Depuis longtemps, les gens tentent de créer une forme de monnaie numérique indépendante des monnaies soutenues par l’État. Mais ils ont toujours échoué parce que personne ne pouvait leur faire confiance. Ils auraient toujours besoin d’un responsable capable de manipuler l’approvisionnement, et la contrefaçon était trop facile.

La raison pour laquelle tant de gens sont enthousiasmés par Bitcoin est qu’il résout ce problème. Cela dépend d’un type spécial de base de données appelé blockchain, qui ressemble à un énorme livre – un livre dont les propriétaires de Bitcoin possèdent des copies indépendantes mais identiques. Chaque fois qu'un Bitcoin est envoyé de ma part à quelqu'un d'autre, une trace de cette transaction est inscrite dans le livre de chacun. Personne – ni les banques, ni les gouvernements, ni celui qui l’a inventé – n’est aux commandes ni ne peut le changer. Il y a des calculs très intelligents derrière tout cela, mais cela signifie que les Bitcoins ne peuvent pas être falsifiés, ils ne peuvent pas être piratés et ne peuvent pas être dépensés deux fois.
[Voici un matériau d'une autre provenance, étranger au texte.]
PR #194, opened 2026-08-20
Compute the transport-specific context once per connection

VictorDebray:
`Custom` built the transport-specific server context inside `handleStream`, so the closure ran for every RPC on a connection even though everything it can report describes the connection. On the Posix transport that meant re-reading the peer's certificates and re-parsing them from DER on each request.

The context is now built once per connection and shared by every stream on it.

It's built when the first stream arrives rather than alongside `remotePeer` and `localPeer` because it can need more than an active channel: the Posix transport reads the peer's TLS certificates, which aren't available until the handshake has completed. A stream arriving implies an established connection, which is what made building it per stream correct.

`handleStream` no longer needs the connection channel, so it takes the context to use instead.

The test drives two RPCs over a single connection and asserts the context is built once and seen by both.

Needed for #193, which reads a vsock channel option to report the peer's context ID and can only justify that once per connection.


Sources/GRPCNIOTransportCore/Server/CustomTransport.swift
```diff
@@ -324,15 +324,33 @@ extension HTTP2ServerTransport {
...
+            // stream arriving implies an established connection, which is what made computing this
+            // per stream correct.
+            //
+            // The work happens in its own task so that waiting for it doesn't stop this loop from
+            // accepting streams: each stream waits for the same result instead.
+            var transportSpecific: Task<any ServerContext.TransportSpecific, Never>?
+
             for try await (stream, descriptor) in multiplexer.inbound {
+              if transportSpecific == nil, let makeContext = self.transportSpecificContext {
+                transportSpecific = Task { await makeContext(connection.channel) }
```
glbrntt, line 342: There's no need for an unstructured task here and the comment is wrong about this blocking streams being accepted.

Sources/GRPCNIOTransportCore/Server/CustomTransport.swift
```diff
@@ -324,15 +324,33 @@ extension HTTP2ServerTransport {
...
+            // at most once and share it with every stream.
+            //
+            // It's computed when the first stream arrives rather than alongside the peer addresses
+            // above because it can need more than an active channel: the Posix transport reads the
+            // peer's TLS certificates, which aren't available until the handshake has completed. A
+            // stream arriving implies an established connection, which is what made computing this
+            // per stream correct.
+            //
+            // The work happens in its own task so that waiting for it doesn't stop this loop from
+            // accepting streams: each stream waits for the same result instead.
```
glbrntt, line 337: This is incorrect: it does not stop streams from being accepted. They have already been accepted by the connection.

Sources/GRPCNIOTransportCore/Server/CustomTransport.swift
```diff
@@ -324,15 +324,33 @@ extension HTTP2ServerTransport {
           }
 
           do {
+            // The transport-specific context describes the connection, not the RPC, so compute it
+            // at most once and share it with every stream.
+            //
```
glbrntt, line 329: unnecessary context

Sources/GRPCNIOTransportCore/Server/CustomTransport.swift
```diff
@@ -324,15 +324,33 @@ extension HTTP2ServerTransport {
...
+            // It's computed when the first stream arrives rather than alongside the peer addresses
+            // above because it can need more than an active channel: the Posix transport reads the
+            // peer's TLS certificates, which aren't available until the handshake has completed. A
+            // stream arriving implies an established connection, which is what made computing this
+            // per stream correct.
```
glbrntt, line 334: This is a lot of text to say very little.

glbrntt (changes requested):

Sources/GRPCNIOTransportCore/Server/CustomTransport.swift
VictorDebray: [Compute the transport-specific context without an unstructured task](https://github.com/grpc/grpc-swift-nio-transport/pull/194/commits/a9e4b79c8418758f8006724dbbb3797920ba7afd)
Fixed it up thanks

Sources/GRPCNIOTransportCore/Server/CustomTransport.swift
VictorDebray: [Compute the transport-specific context without an unstructured task](https://github.com/grpc/grpc-swift-nio-transport/pull/194/commits/a9e4b79c8418758f8006724dbbb3797920ba7afd)

Sources/GRPCNIOTransportCore/Server/CustomTransport.swift
VictorDebray: removed

Sources/GRPCNIOTransportCore/Server/CustomTransport.swift
VictorDebray: removed

Tests/GRPCNIOTransportHTTP2Tests/HTTP2TransportNIOPosixTests.swift
```diff
@@ -637,6 +639,84 @@ final class HTTP2TransportNIOPosixTests: XCTestCase {
       }
     }
   }
+
+  /// The transport-specific context describes the connection, so it should be built once per
+  /// connection however many RPCs are made over it, each RPC on a connection should see the
+  /// context built for it, and a second connection should get its own.
+  @available(gRPCSwiftNIOTransport 2.6, *)
```
glbrntt:
```suggestion
  @available(gRPCSwiftNIOTransport 2.6, *)
```

Tests/GRPCNIOTransportHTTP2Tests/HTTP2TransportNIOPosixTests.swift
```diff
@@ -637,6 +639,84 @@ final class HTTP2TransportNIOPosixTests: XCTestCase {
...
+        return CountingTransportSpecific(id: id)
+      }
+    )
+
+    try await withGRPCServer(transport: transport, services: [service]) { _ in
+      let address = await transport.listeningAddress
+      let ipv4Address = try XCTUnwrap(address?.ipv4)
+
+      // Each client is one connection: it has a single endpoint to pick from, so the RPCs it
+      // makes all go over the same one.
```
glbrntt:
```suggestion
```

Tests/GRPCNIOTransportHTTP2Tests/HTTP2TransportNIOPosixTests.swift
```diff
@@ -637,6 +639,84 @@ final class HTTP2TransportNIOPosixTests: XCTestCase {
...
+      XCTAssertEqual(contextsMade.withLock { $0 }, 2)
+
+      let seen = contextsSeen.withLock { $0 }
+      let first = try XCTUnwrap(seen["first"])
+      let second = try XCTUnwrap(seen["second"])
+      let third = try XCTUnwrap(seen["third"])
+
+      // Built once, but handed to both RPCs on the connection.
+      XCTAssertEqual(first, second)
+      // The second connection got its own: the context isn't cached beyond the connection.
```
glbrntt:
```suggestion
      XCTAssertEqual(first, second)
```

Tests/GRPCNIOTransportHTTP2Tests/HTTP2TransportNIOPosixTests.swift
```diff
@@ -637,6 +639,84 @@ final class HTTP2TransportNIOPosixTests: XCTestCase {
...
+      XCTAssertNotEqual(first, third)
+    }
+  }
+}
+
+/// A transport-specific context which exists only to be identified.
+@available(gRPCSwiftNIOTransport 2.6, *)
+private struct CountingTransportSpecific: ServerContext.TransportSpecific {
+  /// Distinguishes this context from those built for other connections.
```
glbrntt:
```suggestion
@available(gRPCSwiftNIOTransport 2.6, *)
private struct CountingTransportSpecific: ServerContext.TransportSpecific {
```

Sources/GRPCNIOTransportCore/Server/CustomTransport.swift
```diff
@@ -326,15 +326,26 @@ extension HTTP2ServerTransport {
           }
 
           do {
+            // Computed when the first stream arrives, not alongside the peer addresses above: the
+            // Posix transport reads the peer's TLS certificates, which aren't available until the
+            // handshake has completed.
```
glbrntt:
```suggestion
            // Computed on the first stream so that any TLS handshake has completed.
```

glbrntt (approved):

PR #3071, opened 2021-06-04
SCP: Remove unused includes of crypto/SHA.h

Geod24:
SCP was made mostly independent of the underlying crypto implementation,
so those includes are just leftovers.


MonsieurNicolas:
r+ b554ce7a06e07446b1556ef5616d231049334061

PR #3078, opened 2021-06-12
make static arrays safe (old style doesn't enforce proper size at compile time)

MonsieurNicolas:
This compiles, but we really don't want it to be the case:
```
   std::array<int, 2> foo = { 100 }; // 1 element initialized!
   int bar[2] = { 100 }; // 1 element initialized!
```

We can force size checking by using C++17's type deduction that lets the compiler figure out the parameters to `std::array` .


marta-lokhova:
r+ 703817bdd73481400719438877ca098726b3c838

PR #3079, opened 2021-06-12
Initialize CommandHandler last

### LINKED ISSUE #3076: race conditions (crash) on startup
Current master sometimes crashes on startup. This became more visible because of the time it takes to rebuild state after schema upgrades.

From what I see the races are in `ApplicationImpl::initialize`:

* `mCommandHandler = std::make_unique<CommandHandler>(*this);` is initialized fairly early - this exposes the HTTP port (allowing people to call commands before the app is fully initialized)
*  `mProcessManager = ProcessManager::create(*this);` is called after `newDB` and `upgradeToCurrentSchemaAndMaybeRebuildLedger` - the later ends up calling `applyBucketsForLCL` which calls `crank` (which allows http commands to be invoked)

The crash I ran into is that the command `metrics` is called by prometheus probes which tries to update metrics for all subsystems, in particular `mProcessManager` (which is not initialized).

marta-lokhova:
This change fixes #3076 by initializing CommandHandler last, so the user can't issue HTTP commands until all of the Application components are fully initialized.

### DIFF
--- a/src/main/ApplicationImpl.cpp
+++ b/src/main/ApplicationImpl.cpp
@@ -239,7 +239,6 @@ ApplicationImpl::initialize(bool createNewDB, bool forceRebuild)
     mHistoryManager = HistoryManager::create(*this);
     mInvariantManager = createInvariantManager();
     mMaintainer = std::make_unique<Maintainer>(*this);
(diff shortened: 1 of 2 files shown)


MonsieurNicolas:
r+ 0f618e510de717f2de327a96edd52c4664377345

PR #3082, opened 2021-06-15
Herder: process old slots correctly

marta-lokhova:
This change fixes a bug in Herder, where older slots sometimes are processed as latest slots. The bug occurs if a node externalizes a ledger that is already closed but doesn't have messages from the network: for example, if the node is restarted with LCL=N, and receives enough messages to externalize N again.

The solution is to avoid reasoning based on `getCurrentLedgerSeq`, which is very confusing anyway, and explicitly pass `isLatestSlot` instead.


MonsieurNicolas:
r+ 0a2fedf8e47eba36fd4e0f02f8dc0a3da4c0624e

Issue #3054, opened 2021-05-18
Improve lifetime dependencies of core components on shutdown


marta-lokhova:
It looks like changes in https://github.com/stellar/stellar-core/pull/2994 pointed to some undesired lifetime dependencies between objects. Specifically, now the BucketManager is initialized first (and destructed last), but during destruction is relies on LedgerManager and HistoryManager being alive to perform garbage collection. The problem is that if the application throws _after_ it initializes BM but _before_ it initializes LM or HM, core will crash while trying to destruct BM. 

We could try to carefully evaluate the dependencies and somehow re-arrange initialization and destruction code, but I think a better approach here would be to re-think the dependencies in the first place. Specifically, does BucketManager really need to do garbage collection on destruction? We perform GC on ledger close, during graceful shutdown and on re-start, which seems  sufficient. If we don't GC on shutdown, this means that occasionally we might end up with extra stale buckets, but that doesn't seem to be a problem, since those will be cleaned up on restart anyway.

graydon:
I agree that it might be possible to avoid GC here, but I _think_ there were reasons for insisting on it. Possibly these can be dealt with another way, eg. by explicitly running GC at the end of certain testcases. I'd be willing to explore this possibility.

marta-lokhova:
Digging up some history, it seems like GC on shutdown was added as a preventative measure (as per this PR: https://github.com/stellar/stellar-core/pull/1345), so just removing it _might_ be ok (I'm currently skething/testing this change, so will report back).

MonsieurNicolas:
I am not even sure which scenario this catches at this point: afaik we GC on startup (in case we crashed) and when we close a ledger

PR #3084, opened 2021-06-15
BucketManager: move garbage collection out of shutdown

marta-lokhova:
Resolves https://github.com/stellar/stellar-core/issues/3054

This change removes GC call from shutdown, making the app explicitly call it in `gracefulStop` instead. This prevents issues when destructing the app that is not fully initialized. 

Note: we still need to call shutdown in graceful stop and in the destructor, as we use BucketManager's state to determine if we need to stop merges in-progress.


MonsieurNicolas:
r+ b17d4de7137be08904c02add8779757999842058

PR #3088, opened 2021-06-18
Add unit tests for application setup

### LINKED ISSUE #3061: Add captive core unit tests
Changes we made in 17.1.0 showed that we have some gaps in how we test captive core. We should add some basic unit tests to stellar-core. For example, given that captive core startup and setup is more involved now, we should verify that one the app is ready to run, it's in-memory state matches its bucketlist.

marta-lokhova:
Resolves #3061

### DIFF
--- a/src/main/test/ApplicationUtilsTests.cpp
+++ b/src/main/test/ApplicationUtilsTests.cpp
@@ -2,13 +2,17 @@
 // under the Apache License, Version 2.0. See the COPYING file at the root
 // of this distribution or at http://www.apache.org/licenses/LICENSE-2.0
 
+#include "crypto/Random.h"
+#include "history/HistoryArchiveManager.h"
 #include "history/test/HistoryTestsUtils.h"
+#include "invariant/BucketListIsConsistentWithDatabase.h"
 #include "ledger/LedgerTxn.h"
 #include "lib/catch.hpp"
 #include "main/Application.h"
 #include "main/ApplicationUtils.h"
 #include "main/CommandHandler.h"
 #include "main/Config.h"
+#include "simulation/Simulation.h"
 #include "test/TestUtils.h"
 #include "test/TxTests.h"
 #include "test/test.h"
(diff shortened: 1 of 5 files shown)


src/main/test/ApplicationUtilsTests.cpp
```diff
@@ -146,3 +150,197 @@ TEST_CASE("offline self-check works", "[applicationutils][selfcheck]")
...
+                    selectedLedger = lcl.header.ledgerSeq;
+                    selectedHash = binToHex(lcl.hash);
+                }
+
+                // Validator should publish at least two checkpoints
+                return loadDone &&
+                       simulation->haveAllExternalized(3 * checkpoint, 5);
+            },
+            50 * Herder::EXP_LEDGER_TIMESPAN_SECONDS, false);
+
```
graydon, line 261: Maybe require selectedLedger and selectedHash got populated here?

src/main/test/ApplicationUtilsTests.cpp
```diff
@@ -146,3 +150,197 @@ TEST_CASE("offline self-check works", "[applicationutils][selfcheck]")
...
+        }
+        SECTION("rebuild state")
+        {
+            SECTION("from buckets")
+            {
+                selectedLedger = lcl.header.ledgerSeq;
+                selectedHash = binToHex(lcl.hash);
+
+                auto app = setupApp(cfg2, clock, selectedLedger, selectedHash);
+                REQUIRE(app);
```
graydon, line 298: Maybe require no-replay happened here?

src/main/test/ApplicationUtilsTests.cpp
```diff
@@ -146,3 +150,197 @@ TEST_CASE("offline self-check works", "[applicationutils][selfcheck]")
...
+                REQUIRE(checkState(*app));
+                REQUIRE(app->getLedgerManager().getLastClosedLedgerNum() ==
+                        selectedLedger);
+            }
+            SECTION("via catchup")
+            {
+                // startAtLedger is behind LCL, reset to genesis and catchup
+                auto app = setupApp(cfg2, clock, selectedLedger, selectedHash);
+                REQUIRE(app);
+                REQUIRE(checkState(*app));
```
graydon, line 308: Maybe require replay happened here?

src/main/test/ApplicationUtilsTests.cpp
```diff
@@ -146,3 +150,197 @@ TEST_CASE("offline self-check works", "[applicationutils][selfcheck]")
...
+                REQUIRE(app->getLedgerManager().getLastClosedLedgerNum() ==
+                        selectedLedger);
+            }
+        }
+        SECTION("set meta stream")
+        {
```
graydon, line 314: There is a `readLcms` lambda over in src/ledger/tests/LedgerCloseMetaStreamTests.cpp that open a meta stream and extracts its content -- might hoist that out to a common test utility routine and use it here to check that the stream has what you expect.

graydon (changes requested):
In general this is awesome! Very glad to see tests here. Just a few suggested additions.

src/main/test/ApplicationUtilsTests.cpp
marta-lokhova: Good idea, done.

src/main/test/ApplicationUtilsTests.cpp
marta-lokhova: Added a combination of checks: `canRebuildInMemoryLedgerFromBuckets` and the state of LedgerManager (if catchup indeed happened, LM is in LM_CATCHING_UP_STATE state at the end)

src/main/test/ApplicationUtilsTests.cpp
marta-lokhova: Mmm, we do not write to the stream here though, at this is just to test setup (i.e. spinning up multiple apps on startup shouldn't impact the stream, a bug we had before).

marta-lokhova:
addressed your feedback @graydon, and followed up on some comments. Thanks for reviewing!

src/main/test/ApplicationUtilsTests.cpp
graydon: Ok. Thought it might be nice to check it produced the right thing, but I guess that's already being checked in the LedgerCloseMetaStreamTests themselves.

graydon:
r+ 89242fc

graydon (approved):

PR #3090, opened 2021-06-21
SCP / Quorum utils: Minor fixes to reduce dependencies

Geod24:
Another PR which reduces SCP dependencies. Not much to say here, I think the diff is pretty self-explanatory, and if it isn't, there's a commit message.
Best reviewed commit-by-commit. If needed, I can break it into smaller PRs.

### DIFF
--- a/src/scp/LocalNode.cpp
+++ b/src/scp/LocalNode.cpp
@@ -20,18 +20,17 @@
 namespace stellar
 {
 LocalNode::LocalNode(NodeID const& nodeID, bool isValidator,
-                     SCPQuorumSet const& qSet, SCP* scp)
-    : mNodeID(nodeID), mIsValidator(isValidator), mQSet(qSet), mSCP(scp)
+                     SCPQuorumSet const& qSet, SCPDriver& driver)
+    : mNodeID(nodeID), mIsValidator(isValidator), mQSet(qSet), mDriver(driver)
 {
     normalizeQSet(mQSet);
-    auto const& scpDriver = mSCP->getDriver();
-    mQSetHash = scpDriver.getHashOf({xdr::xdr_to_opaque(mQSet)});
+    mQSetHash = driver.getHashOf({xdr::xdr_to_opaque(mQSet)});
 
     CLOG_INFO(SCP, "LocalNode::LocalNode@{} qSet: {}",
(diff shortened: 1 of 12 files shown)


Geod24:
Added a tiny commit to make the Github CI more readable. It was slightly annoying that the most important information (the matrix variable) were barely readable.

(J'ai testé cette explication sur ma mère, la technophobe de la famille, et elle m'a dit que je n'avais pas réussi à la rendre suffisamment claire et que je devais recommencer. Alors ne vous inquiétez pas trop si vous ne la suivez pas non plus.) La clé Le fait est que ce sont ces bases de données blockchain spéciales qui font fonctionner les crypto-monnaies comme Bitcoin. Pour ses fans, il s’agit d’une nouvelle forme de monnaie révolutionnaire, avec le potentiel de marginaliser les banques et les monnaies nationales, et de fournir des services bancaires à toute personne possédant un téléphone portable. Et si vous arrivez tôt, vous avez la possibilité de faire fortune.

Le génie du Dr Ruja a été de prendre tout cela et de vendre l'idée au grand public.

Mais il y avait quelque chose qui n'allait pas. Début octobre 2016 – quatre mois après la comparution du Dr Ruja à Londres – un expert en blockchain appelé Bjorn Bjercke a été appelé par un agent de recrutement, avec une curieuse offre d'emploi. Une start-up bulgare de crypto-monnaie recherchait un directeur technique. Bjercke obtiendrait un appartement et une voiture – et un salaire annuel attractif d’environ 250 000 £.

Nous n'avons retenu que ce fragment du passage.